La donna greco-cipriota si impadronisce della pensata del suo sottoposto, se ne vuole servire per scappare dal buco della Cultura che le blocca la carriera. Via via tutta la filiera del comando europeo fino al suo grado più alto, si mostra entusiasta. Formalmente. Subito dopo il tarlo della burocrazia comincia il su lavoro, una firma, una telefonata, in fondo niente più che uno schiocco di dita. E fu colpita una sfera che ne colpì subito un’altra. Il progetto viene massacrato. A partire dai polacchi: non gradiscono che il nome del loro paese venga associato al famigerato lager impiantato in quel territorio. Dimenticare è l’urgenza. E a ostacolare l’impresa ci si mettono pure gli italiani con una controproposta risibile, gli inglesi che hanno una sola regola vincolante: essere fondamentalmente un’eccezione, i tedeschi… ciascun membro con proprie caratteristiche gergali, di stile, abbigliamento, gestualità, rese con il più caustico umorismo.

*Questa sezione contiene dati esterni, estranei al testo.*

PR #1068, opened 2023-09-14
Consistent event names for commands

dadlerj:
Any thoughts on this change @abeatrix ? Is there a reason why we've used `:called` in the past for the explain|doc|test|smell commands? Context: https://sourcegraph.slack.com/archives/CN4FC7XT4/p1694630386266389

Note that I left the various `:clicked` event names where the object in question was a "button"

## Test plan

No test required, just a string constant change


abeatrix (approved):
the commands that ends with called are actually executed by the custom-prompt recipe, where commands that ends with executed are more tied to the vs code API. We can just use `executed` for consistency tho, thanks!

PR #1075, opened 2023-09-15
dx: upgrade @sourcegraph/eslint-config

valerybugakov:
## Context 

- [Upgraded](https://github.com/sourcegraph/eslint-config/pull/289) `eslint-plugin-unicorn` in `@sourcegraph/eslint-config` to fix [the build issue](https://github.com/sourcegraph/cody/actions/runs/6192805499/job/16813421594) on main.
    - The root cased was reported here https://github.com/sindresorhus/eslint-plugin-unicorn/issues/2117
- Ran `pnpm lint:js --fix` to auto-fix new lint errors.

## Test plan

CI

### DIFF
--- a/lib/shared/src/sourcegraph-api/completions/browserClient.ts
+++ b/lib/shared/src/sourcegraph-api/completions/browserClient.ts
@@ -75,7 +75,7 @@ export class SourcegraphBrowserCompletionsClient extends SourcegraphCompletionsC
 }
 
 declare const WorkerGlobalScope: never
-const isRunningInWebWorker = typeof WorkerGlobalScope !== 'undefined' && self instanceof WorkerGlobalScope
+const isRunningInWebWorker = WorkerGlobalScope !== undefined && self instanceof WorkerGlobalScope
 
 if (isRunningInWebWorker) {
     // HACK: @microsoft/fetch-event-source tries to call document.removeEventListener, which is not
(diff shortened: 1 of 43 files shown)


taras-yemets (approved):

lib/shared/src/sourcegraph-api/completions/browserClient.ts
```diff
@@ -75,7 +75,7 @@ export class SourcegraphBrowserCompletionsClient extends SourcegraphCompletionsC
 }
 
 declare const WorkerGlobalScope: never
-const isRunningInWebWorker = typeof WorkerGlobalScope !== 'undefined' && self instanceof WorkerGlobalScope
+const isRunningInWebWorker = WorkerGlobalScope !== undefined && self instanceof WorkerGlobalScope
```
olafurpg, line 78: FYI @valerybugakov this change caused the Cody Worker (aka. agent) to stop working. This logic is evaluated in during module initialization https://sourcegraph.slack.com/archives/C059N5FRYG3/p1694785510650199

valerybugakov: Yes, I'm already aware of this oversight. Reviewed the fix [here](https://github.com/sourcegraph/cody/pull/1081).

PR #951, opened 2018-01-22
⭐️  Improved delete user confirm dialog

AileenCGN:
closes TryGhost/Ghost#9405

Gives the user a clearer message before deleting a user.

User that is also author of posts:
image

User that hasn't written any posts:
image

---------

Todos:
- [x] change wording in modal
- [x] make it look good (@peterzimon)

### DIFF
--- a/app/styles/components/modals.css
+++ b/app/styles/components/modals.css
@@ -105,7 +105,7 @@
 
 .modal-header {
     position: relative;
-    margin-bottom: 18px;
+    margin-bottom: 22px;
 }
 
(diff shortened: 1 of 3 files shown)


AileenCGN:
@peterzimon I changed the wording from "All x posts created by this user" to "x posts created by this user", is it would look very weird if it's only one post ("All 1 post created by this user").

AileenCGN:
The commits can be squashed. I think the first commit message should be enough as a description.

PR #922, opened 2017-12-06
Update `ember-cli-mocha` to v0.15.0

Turbo87:
This PR updates `ember-cli-mocha` to test the changes in https://github.com/emberjs/ember-mocha/pull/173 and https://github.com/ember-cli/ember-cli-mocha/pull/229

PR #954, opened 2018-02-03
tests/gh-task-button: Return Promises instead of using `done()`

Turbo87:
Newer versions of `mocha` will complain that `done()` was called with a `non-error` argument if used this way. This PR is needed to unblock #922.

/cc @kevinansfield


kevinansfield:
👍 thanks 😄

PR #955, opened 2018-02-05
Remove misleading leading slash on tag slug

chris-morgan:
I’m a little fuzzy on why it’s there at all, frankly. If it’s supposed
to model the tag’s URL, it’s failing because it lacks the leading
`/tag`. If it’s supposed to be part of supporting tag hierarchies (which
don’t look to be supported at this stage, though `tag.parent` exists?),
then a leading slash has a *little* merit, but is still not necessary—
`foo/bar` works about as well as `/foo/bar`. In all, I reckon it’s best
to remove the leading slash, at the very least until tag hierarchies are
supported.

### DIFF
--- a/app/templates/components/gh-tag.hbs
+++ b/app/templates/components/gh-tag.hbs
@@ -1,7 +1,7 @@
 <div class="settings-tag" id="gh-tag-{{tag.id}}">
     {{#link-to 'settings.tags.tag' tag class="tag-edit-button"}}
         <span class="tag-title">{{tag.name}}</span>
-        <span class="label label-default">/{{tag.slug}}</span>
+        <span class="label label-default">{{tag.slug}}</span>
 
         {{#if tag.isInternal}}
             <span class="label label-blue">internal</span>


kevinansfield:
It's just a visual indication that the label is related to a URL so that it's not confused with other labels that can be attached to tags such as `internal`. Closing as this is by design.

chris-morgan:
I appeal the decision; it’s *misleading*. If it’s supposed to indicate it’s a tag as distinct from some other kind of label, stylistic conventions should be used (I haven’t seen the other labels you describe, so I’m not certain about them), or perhaps even a `#` prefix, which is a common convention these days.

(I will shut up on this issue beyond this appeal; don’t feel obliged to respond.)

kevinansfield:
Appeal noted 😄 This screen is also due for a complete re-design very soon (you may notice it's out-of-sync with all the other screen designs since 1.0) so I'll raise the concern during that process.

> or perhaps even a `#` prefix

This would be more confusing I think because hash tags have a very specific purpose in Ghost which is to mark them as [internal tags](https://help.ghost.org/article/27-internal-tags).

PR #956, opened 2018-02-06
Escape html for error messages

kirrg001:
no issue

- if we would like to re-add html in our error messages, we have to differentiate between static messages which can contain html and messages which are dynamic and can contain dynamic input, which should not allow html
- e.g. it is always possible that Ghost receives a message from a third party module, which concats static text with input text
- if we want to show html content from an error, we need to come up with a concept
- for now: no support for html in error messages

I just went through the code base, where `<p class="main-error">` is used. Maybe there are more.

@kevinansfield feel free to push if something is missing.


kirrg001:
Server PR is coming in a bit.

kirrg001:
@kevinansfield 🖕🏻?

PR #964, opened 2018-03-05
Fixed "Are you sure" modal shown after toggling private mode- #9472

hey24sheep:
Fixed "Are you sure" modal shown after toggling private mode

Closes #9472
- sets default value of password 
- when private mode is toggled back to initial state

### DIFF
--- a/app/controllers/settings/general.js
+++ b/app/controllers/settings/general.js
@@ -34,6 +34,8 @@ export default Controller.extend({
     _scratchFacebook: null,
     _scratchTwitter: null,
 
+    _initialPasswordVal: null,
+
     isDatedPermalinks: computed('settings.permalinks', {
         set(key, value) {
             this.set('settings.permalinks', value ? '/:year/:month/:day/:slug/' : '/:slug/');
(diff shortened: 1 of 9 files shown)


app/controllers/settings/general.js
```diff
@@ -109,6 +111,8 @@ export default Controller.extend({
             // set a new random password when isPrivate is enabled
             if (isPrivate && this.get('settings.hasDirtyAttributes')) {
                 this.get('settings').set('password', randomPassword());
+            } else {
+                this.get('settings').set('password', this._initialPasswordVal);
```
kevinansfield: Rather than storing the initial value on the controller and requiring a change on the route (which shouldn't really be involved in this) we can instead use Ember Data's change tracking to reset the value and keep all the logic in one place:

*services/settings.js*
```javascript
    changedAttributes() {
        return this.get('content').changedAttributes();
    },
```

*controllers/settings/general.js*
```javascript
        toggleIsPrivate(isPrivate) {
            let settings = this.get('settings');

            settings.set('isPrivate', isPrivate);
            settings.get('errors').remove('password');

            let changedAttrs = settings.changedAttributes();

            // set a new random password when isPrivate is enabled
            if (isPrivate && changedAttrs.isPrivate) {
                settings.set('password', randomPassword());

            // reset the password when isPrivate is disabled
            } else if (changedAttrs.password) {
                settings.set('password', changedAttrs.password[0]);
            }
        },
```

hey24sheep:
Hi @kevinansfield,
I have pushed the requested changes, have a look. Let me know if there is anything else. Thanks.

PR #965, opened 2018-03-06
Fixed -If night-shift is enabled, checkbox has to be clicked three times

hey24sheep:
Fixed -If night-shift is enabled, checkbox has to be clicked three times to disable

Closes #9471
- added check for undefined value
- fixed the condition in feature.js _setAdminTheme


hey24sheep:
@kevinansfield @kirrg001 Kindly have a look and let me know if there is anything for me to do. Thank You.

PR #968, opened 2018-03-13
Multiple authors

kevinansfield:
requires https://github.com/TryGhost/Ghost/pull/9426
- update `embedded-relation-adapter` to fetch deep-nested embedded relationships
- fixed default token component display in {{gh-token-input}}
    - if no `tokenComponent` is passed to `{{gh-token-input}}` then it should default to the ember-drag-drop `draggable-object` component but instead it didn't output anything
    - put `draggable-object` in quotes because `{{component}}` needs a component name rather than an object
    - rename `option` attribute to `content` to match the default `{{draggable-object}}` interface
- add embedded `authors` attr to the Post model
    - ensure authors is populated when starting new post
    - add validation for empty authors list
- swap author dropdown for a token input in PSM
- show all post authors in posts list
- update tests for `post.authors`
  - always provide through an authors array
  - fix mirage serialisation for paginated responses (embedded records were not being serialised)
- unify tags and author inputs design
  - remove highlight of primary tags
  - highlight internal tags
  - remove unnecessary/redundant title attributes on tags
  - use SVG icon for "remove option" button in token inputs

TODO:
- [x] show list of authors on posts list
- [x] ~update permissions to handle multiple authors~ (same as existing perms)
- [x] ensure authors list is populated when creating new post
- [x] handle situation where all authors are removed from the list
- [x] add option to remove "Add x..." option in `{{gh-token-input}}`
- [x] update mirage mocks to use authors list
- [x] tests

### DIFF
--- a/app/adapters/embedded-relation-adapter.js
+++ b/app/adapters/embedded-relation-adapter.js
@@ -115,15 +115,25 @@ export default BaseAdapter.extend({
     getEmbeddedRelations(store, modelName) {
         let model = store.modelFor(modelName);
         let ret = [];
+        let embedded = [];
 
         // Iterate through the model's relationships and build a list
         // of those that need to be pulled in via "include" from the API
-        model.eachRelationship(function (name, meta) {
-            if (meta.kind === 'hasMany'
+        model.eachRelationship((name, meta) => {
+            if (
+                meta.kind === 'hasMany'
                 && Object.prototype.hasOwnProperty.call(meta.options, 'embedded')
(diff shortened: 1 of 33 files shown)


peterzimon:
Unified UI design and improvement on Tags and Multiple Authors input. Key points:
- remove indication for primary tag
- similarly, no indication for primary author
- change style of internal tags to indicate their difference

ui design for author input

kevinansfield:
Updated with new design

Vero tocco da maestro quando Menasse fa comparire un maiale che vagabonda per le strade di Bruxelles. Figura irreale che compare, scompare, poi torna, su cui si getta a capofitto il giornale locale con un invito ai lettori: date un nome al maialino. Animale che non sparisce dalle pagine successive del libro per motivi ben meno comici: il mercato cinese abbisogna di quantità gigantesche di carne di maiale, compreso un numero stratosferico di orecchie, prelibate per loro, scarti nella nostra cucina, che possono essere vendute al prezzo del filetto. Ma non sarà l’Unione Europea a trattare con la Cina come sarebbe giusto, al contrario, finanzia addirittura la soppressione dei suini nei propri paesi, con sovvenzioni ai produttori purché chiudano parte dei loro allevamenti. Risultato, mentre continua la politica autolesionista della UE, la Germania batte tutti e stipula in materia un accordo bilaterale con Pechino. Campione dell’esportazione come al solito la Germania, che con il suo abnorme surplus commerciale – in continuo aumento sia verso i paesi esteri che verso quelli della UE – si fa beffe dei limiti imposti da Bruxelles. I molteplici viaggi a Pechino di Frau Merkel (otto in un solo anno) hanno reso anche in quel campo i loro frutti.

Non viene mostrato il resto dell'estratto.